PROBLEM REQUIREMENTS: Below are the entries; give again exactly the lines from the one mentioning "PR #97, opened 2023-08-26" through the one mentioning "3. Add your tasks.", inclusive.

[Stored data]
━━━━━━

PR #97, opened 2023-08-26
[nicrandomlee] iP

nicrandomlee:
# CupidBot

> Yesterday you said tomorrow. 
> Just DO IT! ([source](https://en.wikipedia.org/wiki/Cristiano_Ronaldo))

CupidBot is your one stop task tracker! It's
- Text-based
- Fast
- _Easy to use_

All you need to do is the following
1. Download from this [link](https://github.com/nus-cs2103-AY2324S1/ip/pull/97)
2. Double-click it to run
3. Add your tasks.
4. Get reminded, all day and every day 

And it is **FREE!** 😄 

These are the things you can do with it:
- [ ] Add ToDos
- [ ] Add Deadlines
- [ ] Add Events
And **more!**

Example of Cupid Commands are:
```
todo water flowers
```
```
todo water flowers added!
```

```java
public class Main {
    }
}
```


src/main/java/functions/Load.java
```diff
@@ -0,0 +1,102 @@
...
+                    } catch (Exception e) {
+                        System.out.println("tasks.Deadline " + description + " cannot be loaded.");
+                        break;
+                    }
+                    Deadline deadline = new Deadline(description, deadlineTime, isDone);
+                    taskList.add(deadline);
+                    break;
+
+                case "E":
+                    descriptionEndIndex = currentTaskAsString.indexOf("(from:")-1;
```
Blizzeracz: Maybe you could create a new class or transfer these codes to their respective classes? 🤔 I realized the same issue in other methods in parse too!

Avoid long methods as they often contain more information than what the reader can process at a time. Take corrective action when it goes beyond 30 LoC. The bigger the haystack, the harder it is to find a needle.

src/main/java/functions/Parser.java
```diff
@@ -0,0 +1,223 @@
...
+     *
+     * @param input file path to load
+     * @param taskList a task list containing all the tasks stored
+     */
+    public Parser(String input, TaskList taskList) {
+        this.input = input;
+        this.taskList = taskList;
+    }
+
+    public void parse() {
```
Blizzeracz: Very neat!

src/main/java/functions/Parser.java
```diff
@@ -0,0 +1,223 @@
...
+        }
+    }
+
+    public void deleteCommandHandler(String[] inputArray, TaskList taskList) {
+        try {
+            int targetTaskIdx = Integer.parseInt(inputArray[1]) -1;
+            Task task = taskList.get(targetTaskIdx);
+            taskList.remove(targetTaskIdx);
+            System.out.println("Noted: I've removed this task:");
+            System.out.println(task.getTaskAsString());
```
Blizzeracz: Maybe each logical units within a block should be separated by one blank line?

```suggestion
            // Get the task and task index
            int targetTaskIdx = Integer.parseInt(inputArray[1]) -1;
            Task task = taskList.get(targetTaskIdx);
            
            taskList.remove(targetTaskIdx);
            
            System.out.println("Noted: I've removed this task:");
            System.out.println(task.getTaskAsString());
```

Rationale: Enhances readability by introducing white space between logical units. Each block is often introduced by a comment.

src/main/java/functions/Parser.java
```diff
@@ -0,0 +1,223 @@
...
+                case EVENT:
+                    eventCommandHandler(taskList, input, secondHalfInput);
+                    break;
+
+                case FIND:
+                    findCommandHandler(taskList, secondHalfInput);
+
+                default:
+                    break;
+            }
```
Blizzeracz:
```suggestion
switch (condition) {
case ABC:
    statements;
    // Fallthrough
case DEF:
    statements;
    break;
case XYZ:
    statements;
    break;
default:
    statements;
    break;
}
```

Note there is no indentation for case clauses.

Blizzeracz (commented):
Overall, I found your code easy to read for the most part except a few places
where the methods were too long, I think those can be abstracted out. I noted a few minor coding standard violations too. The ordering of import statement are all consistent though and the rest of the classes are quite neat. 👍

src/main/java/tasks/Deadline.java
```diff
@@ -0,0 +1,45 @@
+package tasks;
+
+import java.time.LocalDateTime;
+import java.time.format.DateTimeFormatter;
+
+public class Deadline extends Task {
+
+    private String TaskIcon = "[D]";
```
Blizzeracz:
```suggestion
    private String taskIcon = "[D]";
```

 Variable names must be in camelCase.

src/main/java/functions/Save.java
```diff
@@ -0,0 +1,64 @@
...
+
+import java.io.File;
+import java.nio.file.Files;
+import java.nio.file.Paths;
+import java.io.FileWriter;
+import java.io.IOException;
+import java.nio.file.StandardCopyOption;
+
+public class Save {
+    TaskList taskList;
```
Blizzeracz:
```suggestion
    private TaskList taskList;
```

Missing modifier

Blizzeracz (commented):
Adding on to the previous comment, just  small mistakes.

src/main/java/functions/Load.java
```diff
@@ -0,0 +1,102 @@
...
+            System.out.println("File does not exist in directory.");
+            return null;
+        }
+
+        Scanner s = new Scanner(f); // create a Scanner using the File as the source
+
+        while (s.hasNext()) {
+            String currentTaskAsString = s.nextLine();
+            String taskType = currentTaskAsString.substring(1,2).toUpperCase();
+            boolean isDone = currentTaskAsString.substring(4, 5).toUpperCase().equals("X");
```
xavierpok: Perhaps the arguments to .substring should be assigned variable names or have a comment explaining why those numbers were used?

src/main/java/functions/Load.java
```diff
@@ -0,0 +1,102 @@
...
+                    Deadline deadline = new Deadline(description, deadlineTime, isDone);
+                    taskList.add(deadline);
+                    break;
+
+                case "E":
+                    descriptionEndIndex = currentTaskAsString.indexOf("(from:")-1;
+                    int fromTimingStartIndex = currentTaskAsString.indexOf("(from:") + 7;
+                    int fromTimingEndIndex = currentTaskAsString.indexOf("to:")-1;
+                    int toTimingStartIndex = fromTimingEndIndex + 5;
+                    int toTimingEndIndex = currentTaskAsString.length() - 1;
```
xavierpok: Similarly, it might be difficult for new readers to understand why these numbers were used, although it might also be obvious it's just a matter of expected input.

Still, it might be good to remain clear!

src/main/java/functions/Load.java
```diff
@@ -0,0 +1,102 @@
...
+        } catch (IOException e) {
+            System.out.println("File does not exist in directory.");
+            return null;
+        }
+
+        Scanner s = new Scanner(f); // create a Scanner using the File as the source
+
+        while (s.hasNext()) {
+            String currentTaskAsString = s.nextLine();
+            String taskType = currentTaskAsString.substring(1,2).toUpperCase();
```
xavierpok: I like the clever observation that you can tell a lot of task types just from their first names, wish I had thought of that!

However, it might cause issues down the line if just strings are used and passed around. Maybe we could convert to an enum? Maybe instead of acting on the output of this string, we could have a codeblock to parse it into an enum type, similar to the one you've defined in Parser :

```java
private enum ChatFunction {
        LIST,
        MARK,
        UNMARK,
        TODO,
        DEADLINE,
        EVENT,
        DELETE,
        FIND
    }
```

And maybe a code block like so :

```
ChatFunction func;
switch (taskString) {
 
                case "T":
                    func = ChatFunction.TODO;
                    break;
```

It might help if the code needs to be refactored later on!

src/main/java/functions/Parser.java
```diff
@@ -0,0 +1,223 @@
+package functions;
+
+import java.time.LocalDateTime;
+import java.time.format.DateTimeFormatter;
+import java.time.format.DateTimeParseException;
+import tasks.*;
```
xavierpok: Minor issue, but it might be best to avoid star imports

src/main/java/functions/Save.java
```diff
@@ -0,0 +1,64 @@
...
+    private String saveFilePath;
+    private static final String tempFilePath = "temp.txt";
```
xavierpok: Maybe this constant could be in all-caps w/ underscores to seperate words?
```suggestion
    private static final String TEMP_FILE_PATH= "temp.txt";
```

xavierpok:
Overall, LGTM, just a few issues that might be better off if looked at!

━━━━━━

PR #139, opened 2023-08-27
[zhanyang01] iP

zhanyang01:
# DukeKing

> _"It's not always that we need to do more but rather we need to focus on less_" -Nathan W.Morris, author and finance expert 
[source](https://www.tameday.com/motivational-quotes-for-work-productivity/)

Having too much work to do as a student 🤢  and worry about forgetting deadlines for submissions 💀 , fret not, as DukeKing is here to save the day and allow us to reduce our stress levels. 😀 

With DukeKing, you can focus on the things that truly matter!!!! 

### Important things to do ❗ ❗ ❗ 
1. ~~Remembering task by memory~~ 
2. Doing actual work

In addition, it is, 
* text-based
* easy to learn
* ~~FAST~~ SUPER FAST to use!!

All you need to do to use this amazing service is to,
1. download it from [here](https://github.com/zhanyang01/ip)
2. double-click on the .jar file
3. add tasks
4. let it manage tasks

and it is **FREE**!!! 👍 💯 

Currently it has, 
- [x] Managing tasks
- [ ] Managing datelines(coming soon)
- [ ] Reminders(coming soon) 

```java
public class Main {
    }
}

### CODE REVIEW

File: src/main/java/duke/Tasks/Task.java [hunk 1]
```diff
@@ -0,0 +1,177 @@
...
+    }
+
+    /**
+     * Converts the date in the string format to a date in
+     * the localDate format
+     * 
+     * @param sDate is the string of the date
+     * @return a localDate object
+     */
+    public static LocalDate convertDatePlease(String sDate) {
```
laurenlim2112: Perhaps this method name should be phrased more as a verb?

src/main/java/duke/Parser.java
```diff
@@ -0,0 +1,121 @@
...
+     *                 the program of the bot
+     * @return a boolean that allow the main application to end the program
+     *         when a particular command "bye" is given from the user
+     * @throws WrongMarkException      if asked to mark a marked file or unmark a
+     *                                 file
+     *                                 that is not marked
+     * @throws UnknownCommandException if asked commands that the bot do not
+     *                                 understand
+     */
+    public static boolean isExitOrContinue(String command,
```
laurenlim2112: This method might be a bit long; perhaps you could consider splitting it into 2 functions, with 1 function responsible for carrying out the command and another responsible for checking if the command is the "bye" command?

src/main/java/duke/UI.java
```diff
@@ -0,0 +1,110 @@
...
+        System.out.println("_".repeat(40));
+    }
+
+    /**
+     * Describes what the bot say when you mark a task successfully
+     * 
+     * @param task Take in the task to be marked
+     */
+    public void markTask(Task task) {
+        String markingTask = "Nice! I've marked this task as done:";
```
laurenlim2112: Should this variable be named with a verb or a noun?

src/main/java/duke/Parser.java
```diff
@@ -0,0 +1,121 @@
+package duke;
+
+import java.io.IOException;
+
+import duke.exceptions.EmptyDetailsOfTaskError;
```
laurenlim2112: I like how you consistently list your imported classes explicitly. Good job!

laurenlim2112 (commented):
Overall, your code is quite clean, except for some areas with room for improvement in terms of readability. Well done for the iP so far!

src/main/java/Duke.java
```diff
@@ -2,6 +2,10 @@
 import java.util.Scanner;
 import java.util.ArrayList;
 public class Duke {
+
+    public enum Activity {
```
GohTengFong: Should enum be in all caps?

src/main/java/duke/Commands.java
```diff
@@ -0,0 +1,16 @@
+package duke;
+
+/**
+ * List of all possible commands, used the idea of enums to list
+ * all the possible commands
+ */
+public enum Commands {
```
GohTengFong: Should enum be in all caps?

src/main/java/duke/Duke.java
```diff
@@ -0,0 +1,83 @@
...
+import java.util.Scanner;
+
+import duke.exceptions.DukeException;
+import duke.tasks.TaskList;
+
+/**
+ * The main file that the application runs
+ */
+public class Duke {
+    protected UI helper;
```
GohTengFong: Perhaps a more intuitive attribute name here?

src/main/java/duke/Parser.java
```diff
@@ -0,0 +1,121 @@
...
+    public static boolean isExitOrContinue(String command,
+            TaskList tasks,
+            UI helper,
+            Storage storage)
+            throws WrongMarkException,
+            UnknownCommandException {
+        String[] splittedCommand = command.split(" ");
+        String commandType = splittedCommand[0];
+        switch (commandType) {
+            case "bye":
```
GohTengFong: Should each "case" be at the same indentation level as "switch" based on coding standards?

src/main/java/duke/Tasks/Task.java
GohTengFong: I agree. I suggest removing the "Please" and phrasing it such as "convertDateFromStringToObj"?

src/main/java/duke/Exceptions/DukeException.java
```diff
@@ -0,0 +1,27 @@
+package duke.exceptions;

━━━━━━

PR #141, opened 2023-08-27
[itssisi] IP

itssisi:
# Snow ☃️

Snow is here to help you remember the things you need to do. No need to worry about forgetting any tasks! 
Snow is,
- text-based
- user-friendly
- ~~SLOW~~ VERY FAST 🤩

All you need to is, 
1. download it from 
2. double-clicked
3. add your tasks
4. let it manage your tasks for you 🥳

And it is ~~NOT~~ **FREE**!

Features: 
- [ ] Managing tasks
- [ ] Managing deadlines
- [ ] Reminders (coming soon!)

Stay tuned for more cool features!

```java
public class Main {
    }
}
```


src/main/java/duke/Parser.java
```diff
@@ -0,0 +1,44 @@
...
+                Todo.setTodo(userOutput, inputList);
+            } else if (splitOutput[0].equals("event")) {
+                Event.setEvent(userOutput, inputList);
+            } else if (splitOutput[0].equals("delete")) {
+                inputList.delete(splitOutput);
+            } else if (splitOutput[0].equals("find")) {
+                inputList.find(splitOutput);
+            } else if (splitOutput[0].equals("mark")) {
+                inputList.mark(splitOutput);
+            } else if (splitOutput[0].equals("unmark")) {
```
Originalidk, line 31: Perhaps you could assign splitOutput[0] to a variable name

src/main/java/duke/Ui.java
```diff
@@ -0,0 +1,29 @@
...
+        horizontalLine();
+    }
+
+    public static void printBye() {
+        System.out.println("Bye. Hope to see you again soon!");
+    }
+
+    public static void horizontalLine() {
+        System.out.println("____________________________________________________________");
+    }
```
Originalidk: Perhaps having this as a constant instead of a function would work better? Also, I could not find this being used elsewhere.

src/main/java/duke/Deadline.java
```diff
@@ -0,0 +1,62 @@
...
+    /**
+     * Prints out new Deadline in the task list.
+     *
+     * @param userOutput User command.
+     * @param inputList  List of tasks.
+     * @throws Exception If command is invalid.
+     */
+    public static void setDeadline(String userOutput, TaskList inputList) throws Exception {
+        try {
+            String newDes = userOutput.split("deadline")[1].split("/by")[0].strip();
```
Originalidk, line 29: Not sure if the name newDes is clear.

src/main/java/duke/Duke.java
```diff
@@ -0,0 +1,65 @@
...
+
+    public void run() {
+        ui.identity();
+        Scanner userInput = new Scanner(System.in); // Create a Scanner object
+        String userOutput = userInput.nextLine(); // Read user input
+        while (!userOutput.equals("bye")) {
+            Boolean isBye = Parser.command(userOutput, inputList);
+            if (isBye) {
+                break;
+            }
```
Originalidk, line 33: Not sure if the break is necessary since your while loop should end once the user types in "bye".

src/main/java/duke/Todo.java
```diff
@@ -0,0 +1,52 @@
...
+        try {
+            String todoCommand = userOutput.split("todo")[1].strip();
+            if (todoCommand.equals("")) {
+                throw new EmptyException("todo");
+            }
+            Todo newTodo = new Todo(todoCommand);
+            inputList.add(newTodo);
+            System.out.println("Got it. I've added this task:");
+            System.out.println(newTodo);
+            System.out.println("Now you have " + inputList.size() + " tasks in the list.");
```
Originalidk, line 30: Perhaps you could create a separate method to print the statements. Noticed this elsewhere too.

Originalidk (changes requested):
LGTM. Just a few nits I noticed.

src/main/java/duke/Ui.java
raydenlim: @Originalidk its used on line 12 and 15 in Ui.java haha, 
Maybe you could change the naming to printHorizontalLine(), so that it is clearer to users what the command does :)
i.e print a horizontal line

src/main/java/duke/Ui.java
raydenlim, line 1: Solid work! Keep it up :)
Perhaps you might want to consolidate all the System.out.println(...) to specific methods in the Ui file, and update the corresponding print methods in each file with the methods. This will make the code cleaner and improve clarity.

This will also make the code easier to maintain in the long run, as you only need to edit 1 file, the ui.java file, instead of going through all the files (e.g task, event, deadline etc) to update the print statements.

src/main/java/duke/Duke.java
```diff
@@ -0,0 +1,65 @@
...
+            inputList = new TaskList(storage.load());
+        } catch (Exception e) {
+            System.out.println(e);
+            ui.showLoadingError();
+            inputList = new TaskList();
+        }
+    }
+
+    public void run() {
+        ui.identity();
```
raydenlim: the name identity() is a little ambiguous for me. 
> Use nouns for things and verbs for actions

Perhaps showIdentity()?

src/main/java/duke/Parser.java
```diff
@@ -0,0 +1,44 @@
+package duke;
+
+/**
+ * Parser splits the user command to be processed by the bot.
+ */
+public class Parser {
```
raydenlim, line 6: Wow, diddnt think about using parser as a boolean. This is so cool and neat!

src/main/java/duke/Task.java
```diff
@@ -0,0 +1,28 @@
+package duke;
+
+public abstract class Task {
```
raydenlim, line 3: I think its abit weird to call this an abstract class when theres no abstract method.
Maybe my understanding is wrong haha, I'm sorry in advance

━━━━━━

EXERCISE OUTPUT:
PR #97, opened 2023-08-26
[nicrandomlee] iP

nicrandomlee:
# CupidBot

> Yesterday you said tomorrow. 
> Just DO IT! ([source](https://en.wikipedia.org/wiki/Cristiano_Ronaldo))

CupidBot is your one stop task tracker! It's
- Text-based
- Fast
- _Easy to use_

All you need to do is the following
1. Download from this [link](https://github.com/nus-cs2103-AY2324S1/ip/pull/97)
2. Double-click it to run
3. Add your tasks.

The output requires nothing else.